→ RECORDS FOR THE EXERCISE
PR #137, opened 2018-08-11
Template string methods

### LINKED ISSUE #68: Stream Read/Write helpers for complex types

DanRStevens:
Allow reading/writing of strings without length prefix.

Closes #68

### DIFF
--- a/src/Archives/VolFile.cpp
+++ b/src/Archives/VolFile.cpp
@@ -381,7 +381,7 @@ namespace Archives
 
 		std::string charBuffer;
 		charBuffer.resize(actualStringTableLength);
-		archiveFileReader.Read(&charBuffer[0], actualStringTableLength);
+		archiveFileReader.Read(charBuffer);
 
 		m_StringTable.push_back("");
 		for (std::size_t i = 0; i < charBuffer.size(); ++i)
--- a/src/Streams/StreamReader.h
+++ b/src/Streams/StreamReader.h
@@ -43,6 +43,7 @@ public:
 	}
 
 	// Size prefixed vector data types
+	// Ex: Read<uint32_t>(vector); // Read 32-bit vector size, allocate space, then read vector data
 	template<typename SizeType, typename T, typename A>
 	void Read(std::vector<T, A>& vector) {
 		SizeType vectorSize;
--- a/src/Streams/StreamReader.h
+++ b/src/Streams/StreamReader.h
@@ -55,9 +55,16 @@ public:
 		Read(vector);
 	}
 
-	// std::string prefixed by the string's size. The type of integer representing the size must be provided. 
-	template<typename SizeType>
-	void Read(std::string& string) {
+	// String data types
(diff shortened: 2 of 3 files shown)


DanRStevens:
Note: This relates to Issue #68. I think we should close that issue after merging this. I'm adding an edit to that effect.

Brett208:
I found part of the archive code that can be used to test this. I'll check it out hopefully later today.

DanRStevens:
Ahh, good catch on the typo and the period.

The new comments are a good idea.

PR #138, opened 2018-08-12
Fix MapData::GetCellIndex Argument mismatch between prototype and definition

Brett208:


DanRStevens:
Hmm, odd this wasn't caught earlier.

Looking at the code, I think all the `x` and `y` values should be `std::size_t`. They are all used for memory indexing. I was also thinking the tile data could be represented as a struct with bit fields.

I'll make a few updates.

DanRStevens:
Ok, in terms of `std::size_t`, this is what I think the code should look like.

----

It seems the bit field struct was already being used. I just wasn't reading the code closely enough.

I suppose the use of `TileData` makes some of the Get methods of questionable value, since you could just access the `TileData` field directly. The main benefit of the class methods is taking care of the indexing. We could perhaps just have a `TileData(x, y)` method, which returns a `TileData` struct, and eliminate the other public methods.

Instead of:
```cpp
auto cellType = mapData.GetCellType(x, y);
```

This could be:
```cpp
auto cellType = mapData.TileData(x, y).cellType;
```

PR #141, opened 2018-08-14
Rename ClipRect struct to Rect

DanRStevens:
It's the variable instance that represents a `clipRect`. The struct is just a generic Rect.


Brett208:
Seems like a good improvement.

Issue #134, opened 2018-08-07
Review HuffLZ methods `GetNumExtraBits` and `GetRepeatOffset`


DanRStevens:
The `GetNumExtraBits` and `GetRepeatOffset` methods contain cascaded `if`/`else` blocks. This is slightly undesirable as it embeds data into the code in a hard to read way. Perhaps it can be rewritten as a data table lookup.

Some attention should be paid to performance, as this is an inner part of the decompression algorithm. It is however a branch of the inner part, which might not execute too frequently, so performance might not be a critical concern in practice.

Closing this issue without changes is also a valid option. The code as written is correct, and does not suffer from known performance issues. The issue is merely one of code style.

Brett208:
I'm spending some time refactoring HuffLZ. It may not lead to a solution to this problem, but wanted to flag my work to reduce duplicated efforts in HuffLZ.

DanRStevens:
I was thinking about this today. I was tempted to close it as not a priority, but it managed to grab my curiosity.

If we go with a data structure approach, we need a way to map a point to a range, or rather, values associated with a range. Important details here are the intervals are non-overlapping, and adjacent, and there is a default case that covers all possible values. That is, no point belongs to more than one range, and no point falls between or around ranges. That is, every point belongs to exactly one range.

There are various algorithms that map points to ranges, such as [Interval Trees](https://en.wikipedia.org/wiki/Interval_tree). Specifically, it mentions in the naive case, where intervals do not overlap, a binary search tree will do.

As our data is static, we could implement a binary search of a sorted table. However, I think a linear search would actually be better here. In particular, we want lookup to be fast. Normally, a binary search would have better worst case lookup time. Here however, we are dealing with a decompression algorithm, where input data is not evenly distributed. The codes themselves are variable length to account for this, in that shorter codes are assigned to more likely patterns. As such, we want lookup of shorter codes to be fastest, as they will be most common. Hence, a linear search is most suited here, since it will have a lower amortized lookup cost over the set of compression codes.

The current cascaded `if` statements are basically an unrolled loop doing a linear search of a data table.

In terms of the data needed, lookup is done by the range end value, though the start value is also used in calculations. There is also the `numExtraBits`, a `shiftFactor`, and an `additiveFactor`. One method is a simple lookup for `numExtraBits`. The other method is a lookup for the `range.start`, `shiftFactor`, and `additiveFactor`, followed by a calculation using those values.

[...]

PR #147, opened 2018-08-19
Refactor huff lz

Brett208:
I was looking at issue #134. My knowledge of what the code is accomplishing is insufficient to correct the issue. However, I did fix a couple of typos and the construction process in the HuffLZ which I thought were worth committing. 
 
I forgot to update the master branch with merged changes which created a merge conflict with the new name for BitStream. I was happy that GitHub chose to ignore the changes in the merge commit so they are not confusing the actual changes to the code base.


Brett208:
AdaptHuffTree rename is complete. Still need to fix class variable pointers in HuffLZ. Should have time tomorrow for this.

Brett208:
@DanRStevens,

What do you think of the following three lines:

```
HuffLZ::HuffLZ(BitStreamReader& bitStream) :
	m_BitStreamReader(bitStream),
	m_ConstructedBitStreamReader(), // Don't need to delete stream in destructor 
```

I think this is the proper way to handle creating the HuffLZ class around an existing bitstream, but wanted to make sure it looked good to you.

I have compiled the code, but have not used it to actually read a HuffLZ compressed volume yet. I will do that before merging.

→ TASK GOAL
Pull out every line of the records above that contains the word "typename".

→ SOLUTION TO THIS TASK
 	template<typename SizeType, typename T, typename A>
-	template<typename SizeType>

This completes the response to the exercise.